Buying cars of that age and mileage you have far more possibilities for something to go wrong.

At 140k, the Golf just has too many miles for me. It wouldn't be much of a shock for anything to break at that kind of mileage. 

In general I always think that many of the Japanese cars offer better long term reliability. The fact the Toyota also is 60k to the good on the VW, I would go with the Toyota.


----------



## z4alfie (May 11, 2010)

I'm VW through and through but in this case, I'd be buying the corolla. 150k might not matter that much to the engine but the rest of the car has had to do it as well


----------



## PugIain (Jun 28, 2006)

That's far more than I'd be paying for a 10 year old car with that mileage! Unless it was a Bentley Mulsanne or something.
Surely that's an £800 motor.


----------



## Christian6984 (Dec 20, 2007)

Voted Toyota as it's prob good for reliability and the lower miles, but I am not a Toyota and if I was in your situation I would prob be looking for a lower milage golf but this prob means spending more time searching, something it doesn't should like you have.


----------



## SteveTDCi (Feb 8, 2006)

Given that choice, corolla all day long.


----------



## bidderman1969 (Oct 20, 2006)

I did test drive both today and the golf drove beautifully I have to admit, had a brief issue of idling when cold, but it didn't see too bad, had a full service history, the corolla I didn't feel was as good, the drive wasn't as good, and in instruments, i.e., interior fan seemed like you had to press them quite hard to work, and the clutch felt rather high too, the missus liked the golf outside, corolla inside, strange woman


----------



## Raga (Feb 14, 2012)

Buy a corolla t sport ? Get them at a decent price ? 
Loads on ebay atm ? 
But between the both you have put up corolla is the better choice ! Just be careful and make sure to listen to any grinding or unusual whining noise as the gearbox diff bearing tend to wear on them .


----------



## alexharvey (May 16, 2013)

depends on the maintenance i guess , id buy golf as i dont like toyotas they are very reliable tho

and u should drive both the golf may be better than toyota depends alot on the sort of miles the cars have done


----------



## Natalie (Jan 19, 2011)

For the price & mileage the Corolla assuming FSH

Coming from a Golf owner


----------



## bidderman1969 (Oct 20, 2006)

Forgot to say that the missus only does around 4 - 6k miles a year at present


----------



## Mr A4 (Mar 22, 2012)

Don't think I'd buy any of them at those prices.


----------



## bidderman1969 (Oct 20, 2006)

Mr A4 said:


> Don't think I'd buy any of them at those prices.

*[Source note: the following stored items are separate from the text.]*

PR #3033, opened 2017-08-29
Native applied types

odersky:
This is ready for review now.


smarter:
Github seems to be having some issues with this PR and it's preventing the CI from checking it out. Could you try pushing to it again? If that doesn't work we may have to close this PR and open a new one.

smarter:
Ah, I think that what's going on is that our CI is configured to use the github branch corresponding to this PR merged on top of master. Since merging currently fails with conflicts, this branch doesn't exist. So I'm afraid you cannot test this on the CI until you rebase.

allanrenucci:
@odersky The last CI failure is not legitimate. Github picked the wrong CI (I am testing a new CI instance with a newer version of Drone). If you push a new commit, it should pick up the right CI.

repl/src/dotty/tools/repl/UserFacingPrinter.scala
```diff
@@ -21,6 +21,7 @@ import dotc.printing.{ GlobalPrec, DotPrec, Printer, PlainPrinter }
 import dotc.typer.Implicits.SearchResult
 import dotc.typer.ImportInfo
 
+// TODO: Avoid code duplication between userfacing and refined printers
```
smarter: Most of the duplication is gone in https://github.com/lampepfl/dotty/pull/3032 so you should be able to drop this commit when rebasing.

smarter:
The dotty-bin-tests CI failure should go away if you rebase (things changed in .drone.yml)

smarter:
The exhaustiveness checker is outputting lots of false warnings right now:
```scala
object Test {
  def test(i: Option[Int]) = i match {
    case Some(a) =>
    case None =>
  }
}
```
```scala
-- [E028] Pattern Match Exhaustivity Warning: try/pm.scala:2:29 ----------------
2 |  def test(i: Option[Int]) = i match {
  |                             ^
  |                             match may not be exhaustive.
  |                             
  |                             It would fail on: Some[Int](_)
```

odersky:
Seemed the CI could not find javac in two tests.

odersky:
test performance please

liufengyun:
There's an merge error for the PR which fails the compilation.  I'm investigating. Normally the test takes about 40min.

liufengyun:
I didn't a local merge of this PR with the master, but `dotty-bootstrapped/compile` generates exceptions. The same happens on the performance server.

smarter:
Make sure there's a `dotty-bootstrapped/clean` done before.

liufengyun:
Thanks for the tip @smarter -- now it works, the performance test will start immediately after #3054 finishes.

smarter:
@liufengyun Is there a way to ask the bot to benchmark a particular commit of the PR? It looks like we're regressing on scala-library on the last commit, but I've also noticed that the CI on the latest commit now takes longer to run than master, whereas it was faster this week-end before the last few commits were added. It'd be nice if we could check their impact without pushing new changes to the PR.

liufengyun:
Currently it's not supported, but it's not difficult to add this feature.
I'll make the feature work tomorrow---even to test multiple commits, so
developers can play with variants and see changes in one graph.

Le 5 sept. 2017 00:15, "Guillaume Martres" <notifications@github.com> a
écrit :

smarter:
@liufengyun By the way, are the benchmarks done with the non-bootstrapped dotty or the bootstrapped dotty?

liufengyun:
@smarter Yesterday, I've changed to bootstrapped dotty.

smarter:
@liufengyun Ah! But then all the historical data points are with the non-bootstrapped dotty? That means we cannot do any valid comparison between the result for this PR and the existing points.

liufengyun:
@smarter The date always have some noise, but the variation from non-bootstrapped to bootstrapped is very low, as can be seen from http://dotty-bench.epfl.ch.

liufengyun:
BTW, the points for yesterday's merge are already bootstrapped -- that are the points just before the last one.

smarter:
> BTW, the points for yesterday's merge are already bootstrapped -- that are the points just before the last one.

That's very surprising since these points do not look any different from the non-bootstrapped points. I would expect some difference in one direction or another. Are we completely sure the new points are bootstrapped? :) This also conflicts with reports from https://github.com/scala/compiler-benchmark/pull/31#issuecomment-324277065 which say that dotty is much slower than scalac.

smarter:
https://github.com/jvm-profiling-tools/async-profiler can be used to generate flame graphs, but it requires Linux. It'd be really cool if we could run this as part of the benchmarks.

liufengyun:
> That's very surprising since these points do not look any different from the non-bootstrapped points. I would expect some difference in one direction or another. Are we completely sure the new points are bootstrapped? :)

It's definitely the bootstrapped version.

It probably means that the generated code from Dotty is comparable to Scalac 2.12, or the optimisations in Dotty is insignificant compared to that of JVM.

smarter:
test performance please d92e3e6 fb82b09 fc83c24 3034f59 1e6572d 7204538 393d91f 9af7324 922b379 a7ec349

smarter:
@liufengyun Oops, I guess https://github.com/liufengyun/bench/pull/47 is not active yet ^ ?

liufengyun:
@smarter : a colon is required after `please`. I just remove the job from the queue. You can try issue the command again.

smarter:
test performance please: d92e3e6 fb82b09 fc83c24 3034f59 1e6572d 7204538 393d91f 9af7324 922b379 a7ec349

smarter:
@liufengyun  Hmm I think there's a bug in your script that I didn't caught while reviewing it: 0 is allowed in git hashes, but the bot replaced 3034f59 by 334f59 :smile:

liufengyun:
@smarter : Thanks, I just noticed, fixed, deployed and removed the job.

smarter:
test performance please: d92e3e6 fb82b09 fc83c24 3034f59 1e6572d 7204538 393d91f 9af7324 922b379 a7ec349

smarter:
Hmm, 0 is still missing in the hashes.

liufengyun:
The polling service just restarted.

smarter:
test performance please: d92e3e6 fb82b09 fc83c24 3034f59 1e6572d 7204538 393d91f 9af7324 922b379 a7ec349

liufengyun:
The daily benchmark is running from 12:00pm. Depending on how many PRs we merge today, each PR or commit will take ~40min. If everything goes well, we should be able to get the result in the morning.

smarter:
@liufengyun The results don't seem to contain the commits scheduled for benchmarking.

liufengyun:
@smarter I'm investigating the problem, will keep you updated once it works.

liufengyun:
test performance please: d92e3e6 fb82b09 fc83c24 3034f59 1e6572d 7204538 393d91f 9af7324 922b379 a7ec349

liufengyun:
test performance please: d92e3e6 fb82b09 fc83c24

smarter:
Looks like https://github.com/lampepfl/dotty/commit/fb82b096f18d87a80216a651e8dc819f477734ea was bad for performance, and https://github.com/lampepfl/dotty/commit/fc83c2455d47dadd37d240a36eccf2dbd1de267d made things better but still worse than before.

@liufengyun It would be nice if clicking on a point on the graph jumped to the commit diff on github instead of the corresponding PR, sorry for making another feature request :).

liufengyun:
@smarter I'm happy to improve the bench infrastructure. Let's talk more about the feature tomorrow, it seems in some cases jump to PR is more friendly.

odersky:
We already integrated the optimizations that are easily applicable, and the rest is complicated and does not seem to buy us much.

PR #3035, opened 2017-08-30
Use new docker image with updated cache after the switch to 2.12

OlivierBlanvillain:
log: https://gist.github.com/OlivierBlanvillain/de56bb13951ca87d9d86aabbbf41c450


felixmulder:
Gotta sign the file mate `drone sign lampepfl/dotty` 👍

allanrenucci:
I guess you should update all the images in the file

allanrenucci:
From my understanding we set `pull: true` in the `done.yml` file to always pull the latest image. However, to have the latest image we should write `image:lampepfl/dotty:latest` and a specific version.
Am I missing something?

OlivierBlanvillain:
Tags of docker images are mutable, with `pull: true` drone will always ask docker-hub, "hey is <local-hash> the latest version of `lampepfl/dotty:2017-08-30`". I guess it could be removed since the plan is to keep all images for better reproducibility :)

PR #3045, opened 2017-08-31
Fix #2395: Check if the scala or dotty libraries are missing

### LINKED ISSUE #2395: Provide a nice error message if `scala.` isn't found
We should check that classes from dotty-library and scala-library can be found and report a nice error.

Current error message:

```
java.lang.Exception
    at dotty.tools.dotc.core.Denotations$MissingRef.<init>(Denotations.scala:1034)
    at dotty.tools.dotc.core.Denotations$MissingRef$.apply(Denotations.scala:1033)
    at dotty.tools.dotc.core.Denotations$DenotationsBase.select$1(Denotations.scala:1183)
creating stub for scala, owner = module class <root>#2, file = null
decls = module sun#3
  module class sun#4
...
bad symbolic reference. A signature
refers to scala[ModuleClass]/T in package <root> which is not available.
It may be completely missing from the current classpath, or the version on
the classpath might be incompatible with the version used when compiling the signature.
Exception in thread "main" java.lang.UnsupportedOperationException: class dotty.tools.dotc.core.Scopes$EmptyScope$.openForMutations
    at dotty.tools.dotc.util.DotClass.unsupported(DotClass.scala:10)
    at dotty.tools.dotc.core.Scopes$Scope.openForMutations(Scopes.scala:161)
```

nicolasstucki:


compiler/test/dotty/tools/vulpix/TestConfiguration.scala
```diff
@@ -23,8 +23,10 @@ object TestConfiguration {
     "-Yforce-sbt-phases"
   )
 
-  val classPath = {
-    val paths = Jars.dottyTestDeps map { p =>
+  val classPath = mkClassPath(Jars.dottyTestDeps)
+
+  def mkClassPath(deps: List[String]) = {
```
allanrenucci: Explicit return type?

compiler/src/dotty/tools/dotc/core/Denotations.scala
```diff
@@ -1199,7 +1199,10 @@ object Denotations {
             val alt =
               if (generateStubs) missingHook(owner.symbol.moduleClass, selector)
               else NoSymbol
-            if (alt.exists) alt.denot else MissingRef(owner, selector)
+            if (alt.exists) alt.denot
+            else if (owner.symbol == defn.RootClass && (selector == nme.scala_ || selector == nme.scalaShadowing))
```
allanrenucci: Maybe document what this test or extract it to an inner function.

I don't have a good understanding of this does though. @smarter?

compiler/src/dotty/tools/dotc/core/Denotations.scala
```diff
@@ -1192,14 +1192,23 @@ object Denotations {
...
           val result = if (isPackage) owner.info.decl(selector) else owner.info.member(selector)
           if (result.exists) result
           else {
             val alt =
               if (generateStubs) missingHook(owner.symbol.moduleClass, selector)
               else NoSymbol
-            if (alt.exists) alt.denot else MissingRef(owner, selector)
+            if (alt.exists) alt.denot
+            else if (isPackageFromCoreLibMissing) throw new MissingCoreLibraryException(selector.toString)
+            else MissingRef(owner, selector)
```
nicolasstucki: @smarter could you review the `isPackageFromCoreLibMissing` condition in this file. Thanks.

compiler/src/dotty/tools/dotc/core/Denotations.scala
```diff
@@ -1192,14 +1192,23 @@ object Denotations {
     def staticRef(path: Name, generateStubs: Boolean = true, isPackage: Boolean = false)(implicit ctx: Context): Denotation = {
       def select(prefix: Denotation, selector: Name): Denotation = {
         val owner = prefix.disambiguate(_.info.isParameterless)
+        def isPackageFromCoreLibMissing: Boolean = {
+          owner.symbol == defn.RootClass &&
+          {
```
smarter: Use `(` not `{`

compiler/src/dotty/tools/dotc/core/Denotations.scala
smarter: Looks fine to me.

nicolasstucki:
Rebased after drone update

PR #3054, opened 2017-09-04
Fix #3015: use type inference to type child classes

### LINKED ISSUE #3015: Remove magic in exhaustivity check
In the exhaustivity check, when decomposing a type `path.B[Int, String]`, we get two child classes `C1` and `C1`. The problem is how to turn the two classes into proper types related to `path`, `Int` and `String`?

Current implementation resorts to some ad-hoc hack which is not well-grounded. The correct way to solve the problem is to use type inference, as suggested by Martin.

liufengyun:
Fix #3015: use type inference to type child classes

### DIFF
--- a/compiler/src/dotty/tools/dotc/transform/patmat/Space.scala
+++ b/compiler/src/dotty/tools/dotc/transform/patmat/Space.scala
@@ -7,16 +7,19 @@ import Types._
 import Contexts._
 import Flags._
 import ast.Trees._
-import ast.tpd
+import ast.{tpd, untpd}
 import Decorators._
 import Symbols._
 import StdNames._
 import NameOps._
 import Constants._
-import typer.Applications._
+import typer._
+import Applications._
+import Inferencing._
+import ProtoTypes._
 import transform.SymUtils._
 import reporting.diagnostic.messages._
-import config.Printers.{ exhaustivity => debug }
+import config.Printers.{exhaustivity => debug}
 
 /** Space logic for checking exhaustivity and unreachability of pattern matching
  *
@@ -524,20 +527,10 @@ class SpaceEngine(implicit ctx: Context) extends SpaceLogic {
       case tp =>
         val parts = children.map { sym =>
           if (sym.is(ModuleClass))
-            refine(tp, sym.sourceModule.termRef)
-          else if (sym.isTerm)
-            refine(tp, sym.termRef)
-          else if (sym.info.typeParams.length > 0 || tp.isInstanceOf[TypeRef])
-            refine(tp, sym.typeRef)
+            refine(tp, sym.sourceModule)
           else
-            sym.typeRef
-        } filter { tpe =>
-          // Child class may not always be subtype of parent:
-          // GADT & path-dependent types
-          val res = tpe <:< expose(tp)
-          if (!res) debug.println(s"unqualified child ousted: ${tpe.show} !< ${tp.show}")
-          res
-        }
+            refine(tp, sym)
+        } filter(_.exists)
 
         debug.println(s"${tp.show} decomposes to [${parts.map(_.show).mkString(", ")}]")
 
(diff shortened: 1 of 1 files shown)


compiler/src/dotty/tools/dotc/transform/patmat/Space.scala
```diff
@@ -524,43 +527,80 @@ class SpaceEngine(implicit ctx: Context) extends SpaceLogic {
...
-  def refine(tp1: Type, tp2: Type): Type = (tp1, tp2) match {
-    case (tp1: RefinedType, _: TypeRef) => tp1.wrapIfMember(refine(tp1.parent, tp2))
-    case (tp1: HKApply, _) => refine(tp1.superType, tp2)
-    case (TypeRef(ref1: TypeProxy, _), tp2 @ TypeRef(ref2: TypeProxy, _)) =>
-      if (ref1.underlying <:< ref2.underlying) tp2.derivedSelect(ref1) else tp2
-    case (TypeRef(ref1: TypeProxy, _), tp2 @ TermRef(ref2: TypeProxy, _)) =>
-      if (ref1.underlying <:< ref2.underlying) tp2.derivedSelect(ref1) else tp2
-    case _ => tp2
+  def instantiate(tp1: Type, tp2: Type)(implicit ctx: Context): Type = {
+    val approx = new TypeMap {
```
odersky: What does approx do? A more telling name or a comment would help.

compiler/src/dotty/tools/dotc/transform/patmat/Space.scala
```diff
@@ -524,43 +527,80 @@ class SpaceEngine(implicit ctx: Context) extends SpaceLogic {
...
+      def apply(t: Type): Type = t match {
+        case t @ ThisType(tref) if !tref.symbol.isStaticOwner && !tref.symbol.is(Module)  =>
+          newTypeVar(TypeBounds.upper(mapOver(tref & tref.givenSelfType)))
```
odersky: I think you want 

    newTypeVar(TypeBounds.upper(mapOver(t.underlying)))

here. That achieves what was written in simpler form. But why `upper`? Without an explanation it's hard to know whether it is correct. But it feels dangerous because the ThisType might appear at negative variance positions as well. How do you arge that the bound should not be changed in this case?

compiler/src/dotty/tools/dotc/transform/patmat/Space.scala
```diff
@@ -524,43 +527,80 @@ class SpaceEngine(implicit ctx: Context) extends SpaceLogic {
...
+      }
+    }
+
+    val tvars = tp1.typeParams.map { tparam => newTypeVar(tparam.paramInfo.bounds) }
+    val protoTp1 = approx(tp1.appliedTo(tvars))
+
+    if (protoTp1 <:< tp2 && isFullyDefined(protoTp1, ForceDegree.all)) protoTp1
+    else {
+      debug.println(s"$protoTp1 <:< $tp2 = false")
+      NoType
```
odersky: Neat that this works! We might want to move it to something more generally available since it looks like the Linker will need something like this was well /cc @nicolasstucki. @DarkDimius

odersky:
Can rou rebase this PR on top of #3033? That would be the real test that exhaustiuveness checking is no longer tied to the particularities of how we encode applied types. I tried but got failures.

liufengyun:
test performance please

compiler/src/dotty/tools/dotc/transform/patmat/Space.scala
liufengyun: The argument here is that the child type created from `childSym.typeRef` can only be of the shape `path.Child`, thus the `ThisType`  is always covariant.

compiler/src/dotty/tools/dotc/transform/patmat/Space.scala
liufengyun: Indeed, a better name is more readable.

PR #3059, opened 2017-09-04
fix #2996: remove useless Makefile in distributed archive

### LINKED ISSUE #2996: Purpose of the Makefile in the binary release
What's the purpose of the Makefile in the binary release? `./bin/dotr` worked fine without running `make`. When should you run make?

liufengyun:
Fix #2996: remove useless Makefile in distributed archive

### DIFF
--- a/project/Build.scala
+++ b/project/Build.scala
@@ -8,7 +8,8 @@ import java.util.Calendar
 
 import scala.reflect.io.Path
 import sbtassembly.AssemblyKeys.assembly
-import xerial.sbt.Pack._
+import xerial.sbt.pack.PackPlugin._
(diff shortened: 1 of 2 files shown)


allanrenucci:
Should we rebuild the Docker image since you upgraded a dependency?

liufengyun:
@allanrenucci if the docker has network access or ivy mapping, then it seems fine.

allanrenucci:
Sure it can download the updated dependency but it will slow down the build. Rebuilding the Docker will put it in the cache. I think. @felixmulder

felixmulder:
Yes, you guys should totes rebuild ze cache :+1:

PR #3064, opened 2017-09-05
Benchmark with no patmat optimizations

smarter:


smarter:
test performance please

smarter:
test performance please

smarter:
@liufengyun It's unfortunate that when retesting a PR the same url is used, so the old benchmark results are overwritten.

liufengyun:
@smarter Before we improve that, all web site versions are on github: https://github.com/liufengyun/bench/commits/gh-pages/3064

You just need to checkout the specific version, and use a tool like [http-server](https://www.npmjs.com/package/http-server) to show the version you are interested in.

In the next version, I'll give different for different test command.

PR #3263, opened 2017-10-05
Micro-optimization: Symbol#denot

odersky:


odersky:
test performance please

odersky:
test performance please

liufengyun:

Interesting. why not ? Seems to be the going prices in the market at present

What you buy?


----------



## Christian6984 (Dec 20, 2007)

Which model is the golf mk4/5?

I've looked at used prices on the clio and have to say even though it's 6yrs old they seem have been around the same value for a while now. Paid £8k @ 1yr old now about £3k with 43k on and full renault service history apart prob cambelt which was a local VAG specialist at half the price


----------



## rf860 (Jul 24, 2011)

bidderman1969 said:


> Interesting. why not ? Seems to be the going prices in the market at present
> 
> What you buy?


The golf is too dear tbh. I paid 1600 for a 2004 53 plate 1.4 'Match', full service history, new tyres, new disks and pads, full years MOT back in august from a main dealer. Hope this helps.


----------



## bidderman1969 (Oct 20, 2006)

Is that a mk4 or 5?


----------



## bidderman1969 (Oct 20, 2006)

Wow, this is close, golf shading it by only one vote!


----------



## rf860 (Jul 24, 2011)

bidderman1969 said:


> Is that a mk4 or 5?


Mk4


----------



## PugIain (Jun 28, 2006)

bidderman1969 said:


> Interesting. why not ? Seems to be the going prices in the market at present
> 
> What you buy?


Just as comparison. I know this is a few years ago.
I got a Peugeot 406 LX saloon, 51 plate with 49k on. One owner, Full main dealer history, from our local Hyundai dealer with a years warranty for £2900.
I sold it about 2.5 years ago for £700, and it was MINT and well under 100k miles.
Given age and mileage those 2 should be £800 max. Or at least that's what I reckon.


----------



## possul (Nov 14, 2008)

I Voted corolla but they are far to expensive. Sell your girlfriends car, buy privately and save some dosh.
Mk4 golf won't be fsi iirc, 1.6 sr engine engine normally.
I could not spend over 2k for a 2002 car

http://www.autotrader.co.uk/classif...es/price-from/1500/fuel-type/petrol?logcode=p

http://www.autotrader.co.uk/classif...orolla/postcode/ng118hd/make/toyota?logcode=p


----------



## valkyr (Oct 30, 2013)

As a golf owner and big VW fan I say pick the corolla. The fsi engine isn't the best invention to come out of germany. I'd by a newer golf with a tsi engine or go for the corolla.


----------



## PugIain (Jun 28, 2006)

Forgot, that was £2900 including a years tax.
And it was 5.5 years old. I kept it for 5 years, sold it, it's still being used and has 130k on


----------



## Trip tdi (Sep 3, 2008)

For reliability a Corolla 120% less to go wrong, I am VW fan in my petrol vains and own VW'S but Corollo has to be the chosen one they last for the test of time and reliable motoring, parts are cheap and vvti engine has good timing on the ratios.
The FSI which is fuel stratified injection, I believe are known for pumps to go these, but don't mark my words read online and take both for a test drive, the golf will be a more rewarding drive so you have weigh up everything.


----------



## Christian6984 (Dec 20, 2007)

Here's sort of thing I'd prob buy for £2.5k or similar....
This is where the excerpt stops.